The Butterfly

The Butterfly

butterflies flying


“I love it here” the caterpillar said,

Cozy – in woven, silken thread.

“Within my tent, I’m wrapped and warm,

Safely cocooned away from harm.”

Slowly transformed, soft flesh left no trace,

A chrysalis grew in chestnut-like case.

Then wings began sprouting and as they unfurled

This embryo creature emerged to the world.

She longed to return, our fledgling young flier,

She yearned for her past away from the mire.

“Don’t make me grow up! I don’t want to be free!

If I’m forced to observe, what might I see?”

Her fragile wings trembled, her feelers grew long.

“I’ll return to the womb until I am strong.”

But the chrysalis had changed, a winged insect was born,

Looked to the sky, whence she was drawn.

Up, up she flew, dazzling wings caught air’s current,

The further she went, what she saw was not pleasant:

Displaced, drifting people, wrenched from their lands;

Their suffering dismayed her – she averted her glance.

She wished not to see, and in spite of resistance,

Earth’s canvas rolled out with steady persistence.

She witnessed the pain, she felt with her feelers,

Battered by winds, she searched for the healers.

Weary, disheartened, aching of wing,

She spied a caged bird, with plumes startling.

She took in its beauty, gazed at its splendor,

Green-blue, red-gold, iridescent – such grandeur!

“Of the state of the world, what do you think?”

She asked of the bird, who gave her a wink.

“I don’t!” squawked the parrot, “I repeat what I’ve heard:

Besides nothing makes sense. The whole lot is absurd!”

Sad, dis-spirited, without any purpose,

She fell to earth, soul troubled and restless.

While lying forlorn, death-like and still,

A child stood close by who saw she was ill.

Her wings to the sun, their colours so radiant,

He’d never beheld a creature more brilliant.

Transfixed, the boy felt wonder and pleasure,

He stretched out his hand to take hold of this treasure.
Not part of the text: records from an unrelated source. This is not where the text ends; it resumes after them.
PR #507, opened 2018-04-02
Allow parameters to be set via environment variables.

pearj:
This is especially useful for OpenShift where the UI easily allows you
to edit environment variables, but command arguments are more fiddly to
deal with.


diemol:
Thanks @pearj!
This makes sense, we only have the command line parameters because the first version was just an executable. Hopefully in the future we can only have env vars.

elgalu:
:+1:

diemol:
👍

PR #509, opened 2018-04-02
Adding support for storage opt parameter in docker.

### LINKED ISSUE #505: container /dev/dm-*  elgalu/selenium base size 25G ?
Hi.,

After we start zalenium docker which in turns boot up  containers using image name -  elgalu/selenium. Question - how can we increase the default storage size of container - 25G to 50G ?  I tried adding  --storage-opt size=50G , it only increased storage size of zalenium container , however container of elgalu/selenium did not adjust to 50G, still 25G.

Please advice how do we increase ?

diemol:
Fixes #505


elgalu:
:+1:

diemol:
👍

She, on her guard, moved back to stay calm,

Watched the boy – saw – he meant her no harm.

That instant her mission became crystal clear,

She had not left home to succumb to her fear;

Nor to mourn and despair, nor to struggle and fight,

Her duty was other, not to fix the world’s plight.

She was lovely, exquisite, short-lived, this she knew,

And she owed it to nature to simply be true.